Records contained in a dataset
- Opening Delimiter -

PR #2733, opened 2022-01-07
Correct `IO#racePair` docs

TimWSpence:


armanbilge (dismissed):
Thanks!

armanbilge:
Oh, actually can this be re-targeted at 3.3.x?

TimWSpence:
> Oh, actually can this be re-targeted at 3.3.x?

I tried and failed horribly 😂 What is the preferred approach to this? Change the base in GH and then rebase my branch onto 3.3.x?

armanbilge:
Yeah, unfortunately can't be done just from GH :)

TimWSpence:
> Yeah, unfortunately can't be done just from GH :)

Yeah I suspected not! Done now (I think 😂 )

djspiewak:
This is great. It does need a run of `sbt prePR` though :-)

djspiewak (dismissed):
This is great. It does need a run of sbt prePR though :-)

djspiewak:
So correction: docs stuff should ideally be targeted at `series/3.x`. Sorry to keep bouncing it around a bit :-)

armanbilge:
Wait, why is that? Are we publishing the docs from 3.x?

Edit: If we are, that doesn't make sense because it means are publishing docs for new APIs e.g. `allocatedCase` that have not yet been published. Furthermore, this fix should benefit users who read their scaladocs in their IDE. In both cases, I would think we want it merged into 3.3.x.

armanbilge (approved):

- Closing Delimiter -

• [What is being asked] Your task is to list each line of the records with the word "from".

• [Result]
Yeah, unfortunately can't be done just from GH :)
> Yeah, unfortunately can't be done just from GH :)
Wait, why is that? Are we publishing the docs from 3.x?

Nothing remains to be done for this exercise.